Packages for carbonated beverages are pressurized and must withstand considerable mechanical stress in handling. It is therefore difficult for a single material to provide the necessary mechanical stability and the required inertness.
Current plastic packages for carbonated beverages consist of either a single material, e.g. polyethylene terephthalate (PET), or of multi-layer structures where the middle layers normally provide the barrier properties while the outer layers provide the required mechanical strength.
Multi-layer containers are produced either by coinjection or coextrusion but these processes restrict choice of materials and cannot provide a very thin inner layer.
Therefore, a plastic container with an impermeable, dense, "glass-like" inner surface cannot be produced by conventional methods because these limit the options for the internal surface. Where a plastic, such as high-crystalline PET has good barrier properties but poor transparency, a very thin inner layer is needed so that the transparency of the container as a whole is not impaired. Where a plastic, intended as inner layer, has a different glass transition temperature than the main container material, it cannot be blow-molded unless the inner layer is very thin and can be subjected to individual heat treatment. And, where a barrier plastic has residual monomers or depolymerization by-products, such as acetaldehyde for PET, these can be extracted or deaerated from a very thin layer but not from a thick layer. Accordingly, more polymer options are possible with very thin layer structures.
Recycling is yet another dimension insofar as mass-produced packages are concerned. The reuse of recycled plastic for same purpose, that is to produce new containers ("closed-loop" recycling) is an issue which has attracted much attention, and for PET, this has been achieved to-date by depolymerizing the recycled material in order to free it of all trace contaminants which might otherwise migrate and come in contact with the container content. An impermeable inner layer, which is the purpose of this invention, would enable recycled material to be reused directly for new containers i.e. without special treatment such as depolymerization, since traces of foreign substances could no longer contact the container's content. This would simplify the "closed-loop" recycling process considerably by obviating the need for depolymerization.

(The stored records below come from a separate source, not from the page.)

PR #8726, opened 2025-05-29
community: smoother voices creation (fixes #8721)

### LINKED ISSUE #8721: voices: make New Voice button more prominent
Elsewhere on the app, adding a course, resource, survey, etc is represented by an eyecatching yellow '+' button. I like the 'New Voice' label for branding, but maybe the button could be yellow to catch the eye and encourage more posts. 

Image

3011089503:
fixes #8721
截屏2025-05-29 下午2 06 58


jessewashburn (changes requested):
I think this looks good, but you should use the variable from _variables.scss instead of hard-coding the color. The variable for this yellow color is called "accent".

3011089503 (commented):
I have created a new commit by changing the scss and HTML file

PR #8764, opened 2025-06-10
dashboard: smoother profile avatar buttons (fixes #8756)

### LINKED ISSUE #8756: Cancel the selection
We can add cancel the selection at Edit Member Profile page

JunhaoZhou66:
fixes #8756
截屏2025-06-10 下午12 14 51


3011089503 (commented):
Do we need to delete the Image Crop Box after remove?

jessewashburn (changes requested):
Currently the crop section has the image persist even after removing it. Also the remove button should go away if there is no longer an image to remove. 
image

It would be cleaner if removing the image reverted us back to this kind of view
image

3011089503 (commented):
@jessewashburn good suggestions! I have created a new commit to improve that

jessewashburn (approved):

PR #8832, opened 2025-06-30
all: less images is more (fixes #8831)

### LINKED ISSUE #8831: Icons cleanup
Cleanup on icons. Experiment with a few newer icons as per @PlataformasInformaticas suggestions

Image

Mutugiii:
Fixes #8831

- Assets cleanup
- Update icons for myLibrary and feedback list

image


jessewashburn:
I think these changes are fine - the feedback list is definitely an improvement. I think for resources, the folder icon made more sense than something that looks like a document, as resources can be various different formats. Also, this new icon looks like `copy` icon.

Also notice this alignment issue in dashboard on mobile view (not an issue with this PR specifically). Maybe a separate issue. 

image

dogi (approved):

PR #8834, opened 2025-06-30
teams: smoother survey views (fixes #8823)

### LINKED ISSUE #8823: survey: mobile ui out of bound
Image

The next/last question button is out of bounds on mobile, making it hard for the user to click

JunhaoZhou66:
fixes #8823
截屏2025-06-30 下午12 50 41


jessewashburn (changes requested):
I think the UI could make better use of the space. Also, double check that there aren't unnecessary line changes. 
image

image

3011089503 (commented):
@jessewashburn  I have created commits to remove unnecessary line changes. For the UI , I think that the change question button in a line will be better

Mutugiii (approved):

PR #8888, opened 2025-07-11
manager: smoother dashboard (fixes #8882)

### LINKED ISSUE #8882: manager dashboard: data mess up
Image

JunhaoZhou66:
截屏2025-07-11 上午5 53 27


3011089503 (commented):
When under 480 it still the same Ui like before, I trying to fix this issue

jessewashburn (changes requested):
These new boxes look great, but they should replace the old data fields and be visible on all screen sizes. Currently only see them on screen sm and xs. 

image

3011089503:
> These new boxes look great, but they should replace the old data fields and be visible on all screen sizes. Currently only see them on screen sm and xs.
> 
> image

yes I think this is related with the ismobile function's problem, I also meet this problem in other pr

3011089503 (commented):
I have push two commits to solve this problem

Mutugiii (approved):

PR #10399, opened 2026-09-04
manager: smoother reports demographics exporting (fixes #10413)

### LINKED ISSUE #10413: Improve demographic handling in report and submission exports
## Problem

Reports containing individual user or patient rows do not consistently include age and gender demographics. Existing demographic handling also has several edge cases:

- Child-planet users may be wrapped in a `doc` property and fail profile lookup.
- Birthday calculations compare weekdays instead of calendar dates.
- Missing or invalid birth dates can produce `NaN`.
- Health examinations can lose demographics stored directly on the record.
- Age `0` can be mistaken for a missing value.
- Unexpected gender values can interrupt CSV generation.
- Repeated per-row user searches become inefficient for large exports.

## Expected behavior

The following user-level exports should include age and gender:

- Login Report
- Resources View Report
- Courses View Report
- Course Progress Report
- Health Report
- Chat Report

Demographics should be resolved from the associated user profile, except Health Report records, which should preserve their stored patient demographics.

Aggregate exports—Resources Overview, Courses Overview, and Summary—are outside this scope.

Mutugiii:
Fixes #10413

## Summary

Adds age and gender demographics to report CSV exports containing individual user or patient rows, while improving demographic lookup, formatting, and fallback behavior.

## Changes

- Adds age and localized gender to:
  - Login Report
  - Resources View Report
  - Courses View Report
  - Course Progress Report
  - Chat Report
- Preserves and localizes the demographics stored directly on Health Report examination records.
- Leaves aggregate Resources Overview, Courses Overview, and Summary exports unchanged.
- Resolves users from both local profiles and child-planet documents.
- Indexes users by name once during demographic enrichment.
- Keeps raw gender values inside the reports service for chart grouping and localizes them at CSV boundaries.
- Prevents malformed gender values from breaking CSV generation.
- Corrects birthday calculations to compare calendar dates rather than weekdays.
- Supports dates, ISO strings, and numeric timestamps, including timestamp `0`.
- Returns safe fallbacks for missing or invalid birth dates instead of `NaN`.
- Preserves age `0` while displaying `N/A` for blank or missing submission ages.
- Adds focused tests for demographic enrichment, gender formatting, age calculation, and submission export fallbacks.
- Normalizes line endings in `reports-detail.component.ts` in a separate commit.

https://claude.ai/code/session_012RPeuWgSojRNqiUXXz4mxB

## Summary by CodeRabbit

- **New Features**
  - CSV exports for reports and chat data now include user gender and age demographics.
  - Demographic headers and gender values are localized for clearer, more consistent exports.
  - Age information uses birth dates when available, with stored-age fallbacks.

- **Bug Fixes**
  - Corrected age calculations around birthdays and invalid or missing dates.
  - Preserved valid zero-age values instead of treating them as missing.
  - Improved demographic handling when user details are unavailable.
  - Improved report sorting for dates, numbers, missing values, and older records.


dogi:
**Review — rating: 86/100**

Staying `ready` — the code is sound and CI is green at head `a0ad0f33`, but this no longer merges. Dropping the duplicate `review` label.

**The `ageFromBirthDate` fix alone justifies this PR.** The old comparison used the wrong accessor:

```ts
now.getMonth() === birth.getMonth() && now.getDay() < birth.getDay()
```

`getDay()` is the day of the *week* (0–6), not the day of the month. So for anyone whose birthday fell in the current month, "has their birthday passed yet" was decided by comparing two weekday numbers — wrong roughly six days in seven, and off by a full year when it landed wrong. `getDate()` is correct, and folding the nested ternaries into one boolean makes it checkable by eye.

`calendarDate` is a real fix too, not defensive noise: `new Date('1990-05-15')` parses as UTC midnight, which is the previous day in any negative-offset timezone, so ages were off by one for birthdays near month boundaries in the Americas. Parsing `YYYY-MM-DD` into a local-time date avoids that, and the round-trip check

```ts
return calendar.getMonth() === month - 1 && calendar.getDate() === day ? calendar : new Date(NaN);
```

catches values like `2021-02-30` that `Date` would silently roll forward to March. Returning `null` for missing/invalid input rather than `NaN` gives callers something they can actually branch on.

`genderBucket` is used (`reports.service.ts:119`) and covered by tests including the `'Male'`/`'FEMALE'` casing and empty-string cases, so it isn't dead weight.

Furthermore, recyclability within established recycling systems, both "open-loop", i.e. recycling for other uses, or "closed-loop" i.e. reuse for same purpose, is necessary for any mass-produced package. In "open-loop" systems, the normal method is to separate, clean and chop up the plastic into small flakes. The flake is then either melted and used for molding other objects, or for fibre production. For this form of recycling, it is important to note that any contaminant to the main plastic, such as a coating, should effectively be present in negligible quantities and, preferably, be solid and insoluble within the molten plastic so that it can be filtered off prior to sensitive applications, such as fibre-production. PET is also recycled in "closed-loop" by depolymerization and it is important that the coating material should be unchanged by this process, be insoluble in the monomers resulting from the process, and be easily separable from these monomers. With a correct choice of material, a thin, inner layer can fulfill these criteria.
Finally, since one option available when using a single very thin layer is to use a highly crystalline version of the same polymer as is used in the main part of the container, e.g. highly crystalline PET in PET containers, the inner layer is virtually the same as the outer and recycling presents no problems.
As a result of these inherent limitations, current technology cannot now produce containers with a high barrier inert inner layer having a good appearance because it forces compromises which detract from the desired end result which is an improved beverage container.